• [Task objective]: From the first entry to the last, copy the material exactly as it stands.

• [Data records]:
^^^^

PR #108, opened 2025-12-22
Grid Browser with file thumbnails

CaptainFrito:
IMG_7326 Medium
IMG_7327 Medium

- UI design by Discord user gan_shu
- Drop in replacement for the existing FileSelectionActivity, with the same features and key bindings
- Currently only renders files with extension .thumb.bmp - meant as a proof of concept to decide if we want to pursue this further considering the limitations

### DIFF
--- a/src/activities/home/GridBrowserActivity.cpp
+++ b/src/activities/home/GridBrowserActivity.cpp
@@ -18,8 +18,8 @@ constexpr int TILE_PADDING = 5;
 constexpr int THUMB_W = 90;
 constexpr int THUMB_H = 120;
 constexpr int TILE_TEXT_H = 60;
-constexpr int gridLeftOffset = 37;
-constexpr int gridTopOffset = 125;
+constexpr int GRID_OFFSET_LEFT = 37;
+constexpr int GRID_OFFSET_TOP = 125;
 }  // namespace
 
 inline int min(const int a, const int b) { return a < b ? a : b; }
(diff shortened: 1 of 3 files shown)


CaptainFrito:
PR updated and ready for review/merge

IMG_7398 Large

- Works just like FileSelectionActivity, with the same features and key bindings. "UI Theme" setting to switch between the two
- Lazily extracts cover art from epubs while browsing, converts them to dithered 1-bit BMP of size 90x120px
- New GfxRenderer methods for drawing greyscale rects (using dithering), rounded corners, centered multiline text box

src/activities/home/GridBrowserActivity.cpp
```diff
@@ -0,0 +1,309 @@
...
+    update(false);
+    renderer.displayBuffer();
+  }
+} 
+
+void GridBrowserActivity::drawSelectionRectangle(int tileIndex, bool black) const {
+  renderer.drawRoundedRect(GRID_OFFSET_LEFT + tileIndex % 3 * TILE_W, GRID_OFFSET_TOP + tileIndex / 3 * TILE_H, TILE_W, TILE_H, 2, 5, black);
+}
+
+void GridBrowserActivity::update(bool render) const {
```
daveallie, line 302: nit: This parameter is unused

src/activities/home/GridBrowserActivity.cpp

^^^^

• [Answer to the exercise]:
PR #108, opened 2025-12-22
Grid Browser with file thumbnails

CaptainFrito:
IMG_7326 Medium
IMG_7327 Medium

- UI design by Discord user gan_shu
- Drop in replacement for the existing FileSelectionActivity, with the same features and key bindings
- Currently only renders files with extension .thumb.bmp - meant as a proof of concept to decide if we want to pursue this further considering the limitations

### DIFF
--- a/src/activities/home/GridBrowserActivity.cpp
+++ b/src/activities/home/GridBrowserActivity.cpp
@@ -18,8 +18,8 @@ constexpr int TILE_PADDING = 5;
 constexpr int THUMB_W = 90;
 constexpr int THUMB_H = 120;
 constexpr int TILE_TEXT_H = 60;
-constexpr int gridLeftOffset = 37;
-constexpr int gridTopOffset = 125;
+constexpr int GRID_OFFSET_LEFT = 37;
+constexpr int GRID_OFFSET_TOP = 125;
 }  // namespace
 
 inline int min(const int a, const int b) { return a < b ? a : b; }
(diff shortened: 1 of 3 files shown)


CaptainFrito:
PR updated and ready for review/merge

IMG_7398 Large

- Works just like FileSelectionActivity, with the same features and key bindings. "UI Theme" setting to switch between the two
- Lazily extracts cover art from epubs while browsing, converts them to dithered 1-bit BMP of size 90x120px
- New GfxRenderer methods for drawing greyscale rects (using dithering), rounded corners, centered multiline text box

src/activities/home/GridBrowserActivity.cpp
```diff
@@ -0,0 +1,309 @@
...
+    update(false);
+    renderer.displayBuffer();
+  }
+} 
+
+void GridBrowserActivity::drawSelectionRectangle(int tileIndex, bool black) const {
+  renderer.drawRoundedRect(GRID_OFFSET_LEFT + tileIndex % 3 * TILE_W, GRID_OFFSET_TOP + tileIndex / 3 * TILE_H, TILE_W, TILE_H, 2, 5, black);
+}
+
+void GridBrowserActivity::update(bool render) const {
```
daveallie, line 302: nit: This parameter is unused

src/activities/home/GridBrowserActivity.cpp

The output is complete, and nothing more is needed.